Primo membro del roster ad essere presentato è Totino Melillo, che si prepara a pubblicare con l’etichetta il suo terzo disco ufficiale dopo un periodo di riflessione e una nuova fase artistica più vicina alla musica urban.

    Vierno, forma dialettale di Inverno, è un brano contemporaneo con sfumature prevalentemente Trap ed R&B. Il videoclip, seguendo un concept di toni scuri e freddi ricco di simbolismi, accompagna la tematica del pezzo che ha come messaggio principale quello di spronare nel trovare la forza di affrontare con coraggio tutte le fasi di rottura o di dolore della nostra vita – intese non solo in ambito sentimentale.
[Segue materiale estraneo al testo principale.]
PR #13218, opened 2024-06-24
Mitigate the poor interaction between ndots expansion and non-path strings

devyn:
# Description

@hustcer reported that slashes were disappearing from external args since #13089:

```
$> ossutil ls oss://abc/b/c
Error: invalid cloud url: "oss:/abc/b/c", please make sure the url starts with: "oss://"

$> ossutil ls 'oss://abc/b/c'
Error: oss: service returned error: StatusCode=403, ErrorCode=UserDisable, ErrorMessage="UserDisable", RequestId=66791EDEFE87B73537120838, Ec=0003-00000801, Bucket=abc, Object=
```

I narrowed this down to the ndots handling, since that does path parsing and path reconstruction in every case. I decided to change that so that it only activates if the string contains at least `...`, since that would be the minimum trigger for ndots, and also to not activate it if the string contains `://`, since it's probably undesirable for a URL.

Kind of a hack, but I'm not really sure how else we decide whether someone wants ndots or not.

# User-Facing Changes
- bare strings not containing ndots are not modified
- bare strings containing `://` are not modified

# Tests + Formatting
Added tests to prevent regression.

PR #5251, opened 2022-04-20
Adding ~user tilde recognition in file paths

merelymyself:
# Description

Attempts to add ~user recognition for linux only.
Apologies for the previous PR. I swear clippy threw no errors when I ran it on my own machine...

# Tests

Make sure you've run and fixed any issues with these commands:

- [x] `cargo fmt --all -- --check` to check standard code formatting (`cargo fmt --all` applies these changes)
- [x] `cargo clippy --all --all-features -- -D warnings -D clippy::unwrap_used -A clippy::needless_collect` to check that you're using the standard code style
- [x] `cargo build; cargo test --all --all-features` to check that all the tests pass

PR #14755, opened 2025-01-05
Don't expand ndots if prefixed with `./`

### LINKED ISSUE #13303: Golang ./... wildcard path syntax regression
### Describe the bug

There was a bug before described [here](https://github.com/nushell/nushell/issues/7015) that has started happening again. The regression started in 0.95.0, was working in 0.94.2

### How to reproduce

Run `go test ./...` or any go command that uses that syntax

### Expected behavior

The commands run correctly

### Screenshots

1720200661-wayshot

### Configuration

| version            | 0.95.0                                                           |
| minor              | 95                                                               |
| commit_hash        | f93c6680bd5ae158190556eb1afc924b0290b52f                         |
| rust_version       | rustc 1.79.0 (129f3b996 2024-06-10) (Arch Linux rust 1:1.79.0-1) |
| cargo_version      | cargo 1.79.0                                                     |
| build_time         | 2024-06-25 20:17:10 +00:00                                       |

### Additional context

_No response_

132ikl:
# Description
Prevents ndots from being expanded if they are prefixed with `./`, as the agreed resolution to #13303. Only applies to externals, mirroring the fix from #13218.

I did [attempt](https://github.com/132ikl/nushell/tree/internal-ndots-attempt) to apply the fix for internal commands as well, but it seems like the path is expanded too aggressively and I haven't investigated it further yet. `./...` gets normalized into `<pwd>/./...`, which gets normalized into `<pwd>/...` before being handed to `expand_ndots`, and at that point it just looks like a normal n-dots so we can't tell we shouldn't expand.

(Fixes #13303)

# User-Facing Changes

* N-dots are no longer expanded to external command calls when prefixed with `./`.

# Tests + Formatting

Added tests to prevent regression.

# After Submitting

N/A

### DIFF
--- a/crates/nu-path/src/tilde.rs
+++ b/crates/nu-path/src/tilde.rs
@@ -152,7 +152,6 @@ fn expand_tilde_with_another_user_home(path: &Path) -> PathBuf {
 
 /// Expand tilde ("~") into a home directory if it is the first path component
 pub fn expand_tilde(path: impl AsRef<Path>) -> PathBuf {
-    // TODO: Extend this to work with "~user" style of home paths
     expand_tilde_with_home(path, dirs::home_dir())
 }
 
--- a/crates/nu-command/src/system/run_external.rs
+++ b/crates/nu-command/src/system/run_external.rs
@@ -1,6 +1,6 @@
 use nu_cmd_base::hook::eval_hook;
 use nu_engine::{command_prelude::*, env_to_strings};
-use nu_path::{dots::expand_ndots, expand_tilde, AbsolutePath};
+use nu_path::{dots::expand_ndots_safe, expand_tilde, AbsolutePath};
 use nu_protocol::{
     did_you_mean, process::ChildProcess, ByteStream, NuGlob, OutDest, Signals, UseAnsiColoring,
 };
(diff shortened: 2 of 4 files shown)


crates/nu-path/src/tilde.rs
```diff
@@ -152,7 +152,6 @@ fn expand_tilde_with_another_user_home(path: &Path) -> PathBuf {
 
 /// Expand tilde ("~") into a home directory if it is the first path component
 pub fn expand_tilde(path: impl AsRef<Path>) -> PathBuf {
-    // TODO: Extend this to work with "~user" style of home paths
```
ysthakur, line 155: Is this working now? (I have no idea what `~user` style is)

fdncred: Not sure. Strangely enough, `ls ~` and `ls ~fdncred` return the same thing on my mac.

132ikl: oh my bad, I meant to comment on this in the PR description. yes, this is an old comment. this was implemented in #5251

ysthakur (approved):
LGTM

crates/nu-path/src/tilde.rs
weirdan: > I have no idea what `~user` style is

`~user` is expanded to the home directory of `user`.

> Strangely enough, `ls ~` and `ls ~fdncred` return the same thing on my mac.

That's how it works. Effectively, `~` is a shortcut to `~($env.USER)` where `$env.USER` is the current user.

PR #14757, opened 2025-01-05
Change `PipelineData::into_value` to use internal `Value`'s span before passed in span

132ikl:
# Description

Changes the `Value` variant match arm of `PipelineData::into_value` to use the internal `Value`'s span instead of the span passed in by the user. This aligns more closely with the `ListStream` and `ByteStream` match arms, which already use their internal span, and allows errors to provide better diagnostics since the span information doesn't get lost when `into_value` is called. At the suggestion of @cptpiepmatz, if the `Value` has `Span::unknown` for some reason, then we replace the `Value`'s span with the passed in span. 

Before:

```nushell
{} | get foo bar
# => Error: nu::shell::column_not_found
# => 
# =>   × Cannot find column 'foo'
# =>    ╭─[entry #43:2:6]
# =>  2 │ {} | get foo bar
# =>    ·      ─┬─ ─┬─
# =>    ·       │   ╰── cannot find column 'foo'
# =>    ·       ╰── value originates here
# =>    ╰────
```

After:

```nushell
{} | get foo bar
# => Error: nu::shell::column_not_found
# => 
# =>   × Cannot find column 'foo'
# =>    ╭─[entry #2:2:1]
# =>  2 │ {} | get foo bar
# =>    · ─┬       ─┬─
# =>    ·  │        ╰── cannot find column 'foo'
# =>    ·  ╰── value originates here
# =>    ╰────
```

# User-Facing Changes

* Some errors may have more accurate info about where the value originates from

# Tests + Formatting

# After Submitting

N/A

### DIFF
--- a/crates/nu-protocol/src/pipeline/pipeline_data.rs
+++ b/crates/nu-protocol/src/pipeline/pipeline_data.rs
@@ -125,7 +125,13 @@ impl PipelineData {
     pub fn into_value(self, span: Span) -> Result<Value, ShellError> {
         match self {
             PipelineData::Empty => Ok(Value::nothing(span)),
-            PipelineData::Value(value, ..) => Ok(value.with_span(span)),
+            PipelineData::Value(value, ..) => {
+                if value.span() == Span::unknown() {
+                    Ok(value.with_span(span))
+                } else {
+                    Ok(value)
+                }
+            }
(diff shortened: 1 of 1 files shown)


fdncred:
Thanks!

PR #14759, opened 2025-01-05
Update config reset to use scaffold files

NotTheDr01ds:
# Description

After the config files changes in #14249, I forgot about `config reset`.  As a result, the command places the wrong files (internal defaults) on the filesystem.  This fixes it to use the scaffold files (those that are placed on first-load).

# User-Facing Changes

Bug fix

# Tests + Formatting

# After Submitting

N/A


NotTheDr01ds:
Ack - Sorry, I see that @132ikl has already submitted.

Issue #13204, opened 2024-06-22
There *must* be a way to disable this fuzzy completion behavior.


colemickens:
### Related problem

This has caused problems for me. I apologize for the tone - but this is a full-stop deal-breaker for me using nushell.

![screenshot-1719017165](https://github.com/nushell/nushell/assets/327028/3ca35d43-4696-46cc-b221-0f2064531843)
![screenshot-1719014808](https://github.com/nushell/nushell/assets/327028/d68ad771-58d7-4b92-ae9b-815cc9360d6e)

I cannot have my shell suggesting completions that ignore what I have typed in, or think it knows better than me.

### Describe the solution you'd like

Don't do this. Certainly don't do it when `completions.algorithm = prefix`.

Or restore whatever option used to govern this. Because I've hit this in the past, and it either regressed or I can't find the right option in the stock config to override.

### Describe alternatives you've considered

No.

### Additional context and details

This is on rev `c09488f51580ac4208e300b27365ff3c4095ba4a`.

It seems like behavior like this was:
* removed in: https://github.com/nushell/nushell/pull/10588
* possibly re-introduced in : https://github.com/nushell/nushell/pull/10543

ysthakur:
Thanks for bringing this to our attention. As far as I can tell, those aren't fuzzy completions. The problem is that each segment of the path you've typed in is separately matched. So Nushell will begin by looking for folders matching the prefix `code`, and it finds `code` and `code_old` and starts looking inside those.

I can see how this can be undesirable behavior, but may I ask why it's a deal-breaker? As far as I can tell, all the completions inside `~/code/` show up before the undesired completions inside `~/code_old/`.

Anyone have opinions on whether we should make a new config option for more strict matching, change the existing behavior, or something else? I personally am against changing the existing prefix matching behavior, since it seems like people liked https://github.com/nushell/nushell/pull/10543, and I personally ocassionally use it too.

colemickens:
This is why. The "right" suggestion is not first.

```
╭ zeph  ~  0sec  ✘1
╰🡒 | cd code/fla<tab>
code-git/flake-firefox-nightly-fork/
code/flake-firefox-nightly-fork/
```

Even worse, I have `code-git/u-boot` but not `code/u-boot` and typing `code/u-boot<tab>` coerces it to `code-old`. Sometimes without me even noticing.

ysthakur:
[...]

PR #15458, opened 2025-03-31
Enable exact match behavior for any path with slashes

### LINKED ISSUE #14794: `cd code/some-prefix` gets tab-completed to `cd code-git/some-prefix-full-dir`

ysthakur:
# Description

Closes #14794. This PR enables the strict exact match behavior requested in #13204 and #14794 for any path containing a slash (#13302 implemented this for paths ending in slashes).

If any of the components along the way *don't* exactly match a directory, then the next components will use the old Fish-like completion behavior rather than the strict behavior.

This change only affects those using prefix matching. Fuzzy matching remains unaffected.

# User-Facing Changes

Suppose you have the following directory structure:
```
- foo
  - bar
    - xyzzy
  - barbaz
    - xyzzy
- foobar
  - bar
    - xyzzy
  - barbaz
    - xyzzy
```

- If you type `cd foo<TAB>`, you will be suggested `[foo, foobar]`
  - This is because `foo` is the last component of the path, so the strict behavior isn't activated
  - Similarly, `foo/bar` will show you `[foo/bar, foo/barbaz]`
- If you type `foo/bar/x`, you will be suggested `[foo/bar/xyzzy]`
  - This is because `foo` and `bar` both exactly matched a directory
- If you type `foo/b/x`, you will be suggested `[foo/bar/xyzzy, foo/barbaz/xyzzy]`
  - This is because `foo` matches a directory exactly, so `foobar/*` won't be suggested, but `b` doesn't exactly match a directory, so both `bar` and `barbaz` are suggested
- If you type `f/b/x`, you will be suggested all four of the `xyzzy` files above
- If you type `f/bar/x`, you will be suggested all four of the `xyzzy` files above
  - Since `f` doesn't exactly match a directory, every component after it won't use the strict matching behavior (even though `bar` exactly matches a directory)

# Tests + Formatting

# After Submitting

This is a pretty minor change but should be mentioned somewhere in the release notes in case it surprises someone.

### DIFF
--- a/crates/nu-cli/src/completions/completion_common.rs
+++ b/crates/nu-cli/src/completions/completion_common.rs
@@ -22,18 +22,24 @@ pub struct PathBuiltFromString {
 /// Recursively goes through paths that match a given `partial`.
 /// built: State struct for a valid matching path built so far.
 ///
+/// `want_directory`: Whether we want only directories as completion matches.
+/// Some commands like `cd` can only be run on directories whereas others
+/// like `ls` can be run on regular files as well.
+///
 /// `isdir`: whether the current partial path has a trailing slash.
 /// Parsing a path string into a pathbuf loses that bit of information.
 ///
-/// want_directory: Whether we want only directories as completion matches.
-/// Some commands like `cd` can only be run on directories whereas others
-/// like `ls` can be run on regular files as well.
+/// `enable_exact_match`: Whether all of the following are true:
+///   - Prefix matching is used
+///   - The typed path has at least one slash
+///   - All of the previous components of the path matched a directory exactly
 fn complete_rec(
     partial: &[&str],
     built_paths: &[PathBuiltFromString],
     options: &CompletionOptions,
     want_directory: bool,
     isdir: bool,
+    enable_exact_match: bool,
 ) -> Vec<PathBuiltFromString> {
     if let Some((&base, rest)) = partial.split_first() {
         if base.chars().all(|c| c == '.') && (isdir || !rest.is_empty()) {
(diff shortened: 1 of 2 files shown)


crates/nu-cli/src/completions/completion_common.rs
```diff
@@ -86,27 +97,26 @@ fn complete_rec(
                 // Serves as confirmation to ignore longer completions for
                 // components in between.
                 if !rest.is_empty() || isdir {
+                    // Don't show longer completions if we have an exact match (#13204, #14794)
+                    let exact_match = enable_exact_match
+                        && (if options.case_sensitive {
+                            entry_name.eq(base)
+                        } else {
+                            entry_name.to_folded_case().eq(&base.to_folded_case())
```
132ikl, line 105: I know this line isn't from this PR, but you can avoid the two `String` allocations here:

```suggestion
                            entry_name.eq_ignore_case(&base)
```

132ikl (approved):
works perfectly! thank you for fixing this! just have one minor code enhancement

PR #15461, opened 2025-03-31
Fix typo in doc_config.nu + small description 

migraine-user:
# Description
 
```
# table.*
# table_mode (string):
# One of: "default", "basic", "compact", "compact_double", "heavy", "light", "none", "reinforced",
# "rounded", "thin", "with_love", "psql", "markdown", "dots", "restructured", "ascii_rounded",
# or "basic_compact"
# Can be overridden by passing a table to `| table --theme/-t`
$env.config.table.mode = "default"
```
In `doc_config.nu`, it refers to `table_mode` which does not exist under `$env.config.table`. There is now a short description of this field as well.
# User-Facing Changes

one less typo when reading `config nu --doc`!
# Tests + Formatting

# After Submitting

### DIFF
--- a/crates/nu-utils/src/default_files/doc_config.nu
+++ b/crates/nu-utils/src/default_files/doc_config.nu
@@ -295,7 +295,8 @@ $env.config.display_errors.termination_signal = true
 $env.config.footer_mode = 25
 
 # table.*
-# table_mode (string):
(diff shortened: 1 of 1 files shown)


sholderbach (approved):
Thanks! good catch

    L’artista racconta: “ L’inverno diventa una stagione psichica e Vierno rappresenta in questo modo un inverno interiore in cui guardare dentro se stessi in silenzio per raccogliere le consapevolezze maturate. L’inverno simboleggia il viaggio per rimettersi in connessione profonda con se stessi, per migliorare la propria vita e ridefinire la propria rotta armati di buoni propositi.”

    Totino Melillo è un artista che da oltre 10 anni porta avanti il suo progetto solista che lo ha visto esibirsi su innumerevoli palchi del territorio campano e incidere due album: “Ce penza o’ core” e il più recente nel 2018, “Cagna stu disco”
Fin da piccolo nutre una profonda passione per il canto, che lo porta ad approfondire le sue competenze studiando a Napoli per tre anni e successivamente a concretizzare primi sogni e ambizioni di gioventù.

    Totino unisce alle splendide doti canore, semplicità e tenacia tipiche di un ragazzo vivace di provincia, gli piace esplorare al di fuori della sua zona di comfort e non rimanere fermo negli standard di genere musicale.
Motivazioni queste, che lo spingono ad iscriversi al conservatorio e a decidere di lavorare al suo nuovo album con persone e metodiche totalmente diverse dai lavori precedenti.
    Totino non ama di certo stare fermo ad aspettare, gli piace muoversi, sperimentare, cercare sonorità e vibrazioni nuove.
Totino al momento sta correndo, è l’unico modo che conosce per sentirsi libero, lasciateglielo fare, anche se forse non sa bene dove arriverà, ma conta poco, Totino deve correre, perchè fermo proprio non sa stare!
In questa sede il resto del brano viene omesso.